* WORK ORDER *
Scan the lines below for the word "container". Copy each line you find it in.

* DATASET EXTRACT *
====

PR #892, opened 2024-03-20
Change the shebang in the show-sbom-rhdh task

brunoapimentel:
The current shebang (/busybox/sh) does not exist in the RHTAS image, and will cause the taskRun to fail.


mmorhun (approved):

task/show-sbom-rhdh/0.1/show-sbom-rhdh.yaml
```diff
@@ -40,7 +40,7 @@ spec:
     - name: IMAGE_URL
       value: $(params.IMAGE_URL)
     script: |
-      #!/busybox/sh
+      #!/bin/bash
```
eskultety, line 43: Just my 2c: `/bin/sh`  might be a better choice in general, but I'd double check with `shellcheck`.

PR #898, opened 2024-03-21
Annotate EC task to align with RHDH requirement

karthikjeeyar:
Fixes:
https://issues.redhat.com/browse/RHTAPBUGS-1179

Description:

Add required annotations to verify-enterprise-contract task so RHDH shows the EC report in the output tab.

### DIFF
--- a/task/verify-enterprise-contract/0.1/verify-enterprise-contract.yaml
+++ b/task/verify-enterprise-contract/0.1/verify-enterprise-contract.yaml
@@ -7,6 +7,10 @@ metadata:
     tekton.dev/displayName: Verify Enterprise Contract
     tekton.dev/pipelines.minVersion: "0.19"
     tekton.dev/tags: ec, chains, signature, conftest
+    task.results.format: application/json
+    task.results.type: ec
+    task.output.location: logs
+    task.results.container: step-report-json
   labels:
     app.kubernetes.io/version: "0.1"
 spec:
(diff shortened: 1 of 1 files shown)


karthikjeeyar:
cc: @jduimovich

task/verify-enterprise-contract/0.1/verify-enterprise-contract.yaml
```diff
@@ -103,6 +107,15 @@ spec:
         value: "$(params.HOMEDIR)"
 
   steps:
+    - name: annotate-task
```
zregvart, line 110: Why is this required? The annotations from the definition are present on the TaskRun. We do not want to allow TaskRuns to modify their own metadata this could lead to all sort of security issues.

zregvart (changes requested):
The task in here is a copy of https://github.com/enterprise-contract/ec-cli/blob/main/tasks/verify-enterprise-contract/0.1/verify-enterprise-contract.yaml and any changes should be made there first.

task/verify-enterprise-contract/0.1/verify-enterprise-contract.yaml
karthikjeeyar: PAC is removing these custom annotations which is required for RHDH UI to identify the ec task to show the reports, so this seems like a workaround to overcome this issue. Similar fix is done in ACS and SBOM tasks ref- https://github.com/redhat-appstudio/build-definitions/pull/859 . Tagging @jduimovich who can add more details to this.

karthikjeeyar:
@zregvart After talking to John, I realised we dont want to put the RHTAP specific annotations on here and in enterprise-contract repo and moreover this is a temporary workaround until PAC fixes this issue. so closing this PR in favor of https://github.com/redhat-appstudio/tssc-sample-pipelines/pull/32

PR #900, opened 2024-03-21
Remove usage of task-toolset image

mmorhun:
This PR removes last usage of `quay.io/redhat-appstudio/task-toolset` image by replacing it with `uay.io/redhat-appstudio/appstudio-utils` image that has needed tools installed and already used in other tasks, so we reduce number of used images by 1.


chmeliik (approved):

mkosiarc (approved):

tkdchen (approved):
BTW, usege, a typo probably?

====

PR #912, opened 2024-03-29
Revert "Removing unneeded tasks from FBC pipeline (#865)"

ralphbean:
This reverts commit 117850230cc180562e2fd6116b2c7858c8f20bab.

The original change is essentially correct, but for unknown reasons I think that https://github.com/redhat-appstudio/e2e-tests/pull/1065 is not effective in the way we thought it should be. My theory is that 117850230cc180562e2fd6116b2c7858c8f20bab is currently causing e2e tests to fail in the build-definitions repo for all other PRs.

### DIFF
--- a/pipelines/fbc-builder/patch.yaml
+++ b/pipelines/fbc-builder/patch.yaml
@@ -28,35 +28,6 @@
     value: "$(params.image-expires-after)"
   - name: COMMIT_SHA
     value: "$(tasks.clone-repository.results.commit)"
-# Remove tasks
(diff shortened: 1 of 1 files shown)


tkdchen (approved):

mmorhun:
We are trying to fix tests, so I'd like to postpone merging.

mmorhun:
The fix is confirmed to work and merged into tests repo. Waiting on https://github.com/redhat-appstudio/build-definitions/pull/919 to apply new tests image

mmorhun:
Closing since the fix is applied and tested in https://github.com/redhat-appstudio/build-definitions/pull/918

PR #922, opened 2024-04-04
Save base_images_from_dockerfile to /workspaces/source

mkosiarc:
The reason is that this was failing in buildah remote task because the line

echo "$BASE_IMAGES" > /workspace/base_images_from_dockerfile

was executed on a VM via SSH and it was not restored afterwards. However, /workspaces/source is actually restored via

====

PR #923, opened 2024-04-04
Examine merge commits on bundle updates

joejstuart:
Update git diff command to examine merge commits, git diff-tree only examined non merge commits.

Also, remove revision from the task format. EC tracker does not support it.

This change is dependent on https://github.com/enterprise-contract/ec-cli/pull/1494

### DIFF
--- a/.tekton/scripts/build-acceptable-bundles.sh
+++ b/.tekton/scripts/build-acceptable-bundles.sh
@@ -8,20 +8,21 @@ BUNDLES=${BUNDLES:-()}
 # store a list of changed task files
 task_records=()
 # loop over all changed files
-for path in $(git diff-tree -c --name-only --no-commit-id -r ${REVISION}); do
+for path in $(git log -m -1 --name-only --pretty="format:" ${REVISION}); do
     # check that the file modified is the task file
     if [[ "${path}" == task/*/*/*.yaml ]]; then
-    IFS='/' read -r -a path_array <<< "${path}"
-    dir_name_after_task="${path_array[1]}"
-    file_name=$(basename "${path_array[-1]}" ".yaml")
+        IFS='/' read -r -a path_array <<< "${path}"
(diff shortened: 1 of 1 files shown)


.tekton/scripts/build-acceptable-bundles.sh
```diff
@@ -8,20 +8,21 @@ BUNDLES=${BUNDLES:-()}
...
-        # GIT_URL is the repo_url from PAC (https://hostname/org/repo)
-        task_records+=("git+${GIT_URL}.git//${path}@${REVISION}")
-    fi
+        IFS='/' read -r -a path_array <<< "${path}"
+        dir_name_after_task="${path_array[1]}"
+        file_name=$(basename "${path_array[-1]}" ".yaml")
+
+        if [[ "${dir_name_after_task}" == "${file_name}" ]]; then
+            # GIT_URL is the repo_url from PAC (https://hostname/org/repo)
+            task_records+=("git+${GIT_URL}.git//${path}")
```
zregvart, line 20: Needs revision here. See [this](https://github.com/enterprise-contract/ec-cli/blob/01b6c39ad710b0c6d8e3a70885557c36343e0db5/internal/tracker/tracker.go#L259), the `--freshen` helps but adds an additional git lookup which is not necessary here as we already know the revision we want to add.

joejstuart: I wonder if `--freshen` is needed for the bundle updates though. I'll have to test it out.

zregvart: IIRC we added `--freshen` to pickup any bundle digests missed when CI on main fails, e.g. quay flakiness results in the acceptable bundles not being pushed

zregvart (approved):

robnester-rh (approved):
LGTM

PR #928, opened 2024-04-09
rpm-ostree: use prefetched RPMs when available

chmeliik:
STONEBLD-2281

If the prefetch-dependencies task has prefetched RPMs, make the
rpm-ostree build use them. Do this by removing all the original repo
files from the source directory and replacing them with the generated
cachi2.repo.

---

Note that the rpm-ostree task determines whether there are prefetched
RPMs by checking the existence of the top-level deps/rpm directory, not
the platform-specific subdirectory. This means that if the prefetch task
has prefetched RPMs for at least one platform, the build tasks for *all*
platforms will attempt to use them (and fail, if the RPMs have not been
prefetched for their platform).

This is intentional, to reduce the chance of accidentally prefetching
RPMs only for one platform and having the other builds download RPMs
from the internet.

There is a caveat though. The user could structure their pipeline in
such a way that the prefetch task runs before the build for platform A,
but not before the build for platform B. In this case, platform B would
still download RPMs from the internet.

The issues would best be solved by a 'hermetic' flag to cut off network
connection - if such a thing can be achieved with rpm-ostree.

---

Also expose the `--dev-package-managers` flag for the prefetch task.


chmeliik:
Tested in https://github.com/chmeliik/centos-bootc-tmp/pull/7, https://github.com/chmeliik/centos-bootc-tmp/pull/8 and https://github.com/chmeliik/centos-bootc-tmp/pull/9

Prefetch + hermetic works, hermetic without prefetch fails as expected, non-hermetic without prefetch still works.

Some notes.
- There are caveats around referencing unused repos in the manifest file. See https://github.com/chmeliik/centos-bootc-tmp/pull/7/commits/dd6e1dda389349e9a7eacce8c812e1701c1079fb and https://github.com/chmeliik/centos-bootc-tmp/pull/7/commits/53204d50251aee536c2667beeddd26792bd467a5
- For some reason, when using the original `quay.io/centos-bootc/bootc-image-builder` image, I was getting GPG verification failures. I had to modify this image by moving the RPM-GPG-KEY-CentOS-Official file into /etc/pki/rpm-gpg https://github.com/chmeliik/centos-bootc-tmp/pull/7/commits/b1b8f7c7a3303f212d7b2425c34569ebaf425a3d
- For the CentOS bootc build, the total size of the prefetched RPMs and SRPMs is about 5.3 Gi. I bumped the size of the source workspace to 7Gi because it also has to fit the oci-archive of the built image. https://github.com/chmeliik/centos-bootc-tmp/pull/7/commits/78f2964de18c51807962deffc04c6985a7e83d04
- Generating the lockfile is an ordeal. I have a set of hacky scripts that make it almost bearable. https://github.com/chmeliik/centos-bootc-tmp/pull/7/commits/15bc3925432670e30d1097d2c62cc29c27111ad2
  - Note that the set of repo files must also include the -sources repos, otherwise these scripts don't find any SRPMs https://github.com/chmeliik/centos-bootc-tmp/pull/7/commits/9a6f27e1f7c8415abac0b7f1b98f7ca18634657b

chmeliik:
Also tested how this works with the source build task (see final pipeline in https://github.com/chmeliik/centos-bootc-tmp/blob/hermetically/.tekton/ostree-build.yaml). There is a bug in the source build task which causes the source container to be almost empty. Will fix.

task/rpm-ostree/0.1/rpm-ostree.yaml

====

* RESULT FOR THIS EXERCISE *
+    task.results.container: step-report-json
Also tested how this works with the source build task (see final pipeline in https://github.com/chmeliik/centos-bootc-tmp/blob/hermetically/.tekton/ostree-build.yaml). There is a bug in the source build task which causes the source container to be almost empty. Will fix.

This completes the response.